Адриану прооперировали, и она еще две недели лежала в больнице. Амадеу приходил к ней каждый день, всегда один, он не хотел навещать ее вместе с нами. Адриана прониклась к нему благодарностью, больше похожей на религиозное благоговение. С забинтованным горлом, бледная, она лежала в подушках и раз от разу заново переживала ту драматическую сцену. Как-то я зашла к ней одна, и она заговорила об этом: «Перед тем как он нанес удар, кедры за окнами сделались красными, кроваво-красными, а потом я потеряла сознание».
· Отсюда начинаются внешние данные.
PR #167, opened 2016-01-26
RTN14b

ricardopereira:
The test doesn't pass.

### DIFF
--- a/ablySpec/RealtimeClient.connection.swift
+++ b/ablySpec/RealtimeClient.connection.swift
@@ -1080,6 +1080,104 @@ class RealtimeClientConnection: QuickSpec {
                 }
             }
 
+            // RTN14b
+            context("connection request fails") {
+
+                it("should not emit error with a renewable token") {
+                    let options = AblyTests.commonAppSetup()
+                    options.autoConnect = false
+                    let tokenTtl = 1.0
+                    options.token = getTestToken(key: options.key, ttl: tokenTtl)
+
+                    let client = ARTRealtime(options: options)
+                    client.setTransportClass(TestProxyTransport.self)
+                    defer { client.close() }
+
+                    // Let the token expire
+                    waitUntil(timeout: testTimeout) { done in
+                        delay(tokenTtl) {
+                            done()
+                        }
+                    }
+
+                    waitUntil(timeout: testTimeout) { done in
+                        client.eventEmitter.on { state, errorInfo in
+                            switch state {
+                            case .Connected:
+                                expect(errorInfo).to(beNil())
+                                // New token
+                                expect(client.auth().tokenDetails!.token).toNot(equal(options.token))
+                                done()
+                            case .Failed, .Disconnected, .Suspended:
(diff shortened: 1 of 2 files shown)


ricardopereira:
The test is not passing. The lib only gives the `40142 - token expired` and it doesn't retry to request a new token. Need fix.

ricardopereira:
Rebased with changes.

mattheworiordan:
I still don't understand why one of those tests passes and the other fails when both seem to not have any mechanism to renew the token.  The tests look wrong to me

ricardopereira:
Rebased with changes.

ablySpec/RealtimeClient.connection.swift
```diff
@@ -1080,6 +1080,106 @@ class RealtimeClientConnection: QuickSpec {
...
+
+                    waitUntil(timeout: testTimeout) { done in
+                        client.eventEmitter.on { state, errorInfo in
+                            switch state {
+                            case .Connected:
+                                expect(errorInfo).to(beNil())
+                                // New token
+                                expect(client.auth().tokenDetails!.token).toNot(equal(options.token))
+                                done()
+                            case .Failed:
```
mattheworiordan: Mind adding the Disconnected state in here too as it should not reach Disconnected, Suspended or Failed states?

ablySpec/RealtimeClient.connection.swift
```diff
@@ -1080,6 +1080,106 @@ class RealtimeClientConnection: QuickSpec {
...
+
+                    if failures.count != 1 {
+                        fail("Should have only one connection request fail")
+                        return
+                    }
+
+                    expect(failures[0].error!.code).to(equal(40142)) //Token expired
+                }
+
+                it("should fail again due a token request error") {
```
mattheworiordan: This should say "it should transition to the Failed state because the token is invalid and not renewable"

ablySpec/RealtimeClient.connection.swift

Из больницы она вышла в полном убеждении, что должна посвятить свою жизнь брату, который ее спас. Амадеу было не по себе от ее жертвенности, он испробовал все, чтобы отговорить ее от этой навязчивой идеи. На какое-то время даже казалось, что удалось, это когда она встретила того француза, который влюбился в нее без памяти, и страшные события вроде бы стали бледнеть. Но эта любовь разбилась в тот самый момент, когда она забеременела. И снова Амадеу пришел на помощь, чтобы она выкарабкалась после неудачной операции. Ради этого он прервал путешествие с Фатимой и до срока вернулся из Англии. После гимназии Адриана окончила школу медсестер, и, когда тремя годами позже он открыл голубую практику, было естественно, что она стала ему ассистировать. Фатима не позволила ей жить с ними. Когда ей надо было уходить домой, часто разыгрывались неприятные сцены. После смерти Фатимы не прошло и недели, как она переехала. Амадеу тогда был совершенно убит и не мог сопротивляться. Адриана получила, что хотела.
35— Иногда мне кажется, что дух Амадеу — это прежде всего язык, — сказала Мелоди под конец разговора. — Что его душа была соткана из слов, такого я больше ни за кем не замечала.
Грегориус показал ей строки об аневризме. Мелоди тоже ничего об этом не знала.
— Но вот сейчас я вспоминаю, что кое-что было. Он вздрагивал, если кто-то употреблял слова вроде «истекает», «на исходе», «преходящий» или «быстротечный», особенно же его выводили из равновесия «correr»[95] и «passar».[96] Он вообще был человеком, который так горячо реагировал на слова, будто они важнее самих действий и понятий. Если кто хочет понять моего брата, то это самое важное, что ему надо знать. Он говорил о диктатуре неверных и свободе правильных слов, о невидимой темнице языкового китча и свете поэзии. Он был одержим языком, зачарован им, фальшивое слово было ему страшнее ножа в сердце. И вдруг эта бурная реакция на слова, выражающие понятие быстротечности и бренности. Как-то после одного из его визитов, когда проявился этот его новый страх, мы с мужем полночи гадали о его причинах. «Только не эти слова, только не эти!» — воскликнул тогда он.
Расспросить его мы не отважились. Мой брат, он мог воспламеняться, как вулкан.
Грегориус сел в кресло в салоне Силвейры и взялся за тексты Праду, который дала ему с собой Мелоди.
«Он панически боялся, что эти записи могут попасть не в те руки, — сказала она. — Он даже подумывал их уничтожить. Но потом дал мне на сохранение. Конверт я должна была открыть только после его смерти. У меня словно пелена с глаз упала».
Праду написал это зимой после смерти матери, а Мелоди отдал весной незадолго до смерти Фатимы: три блока текстов на отдельных листах и разными чернилами. Хотя вместе они составляли посмертное письмо к матери, обращения не было. Вместо него стоял заголовок, как у большинства эссе в книге.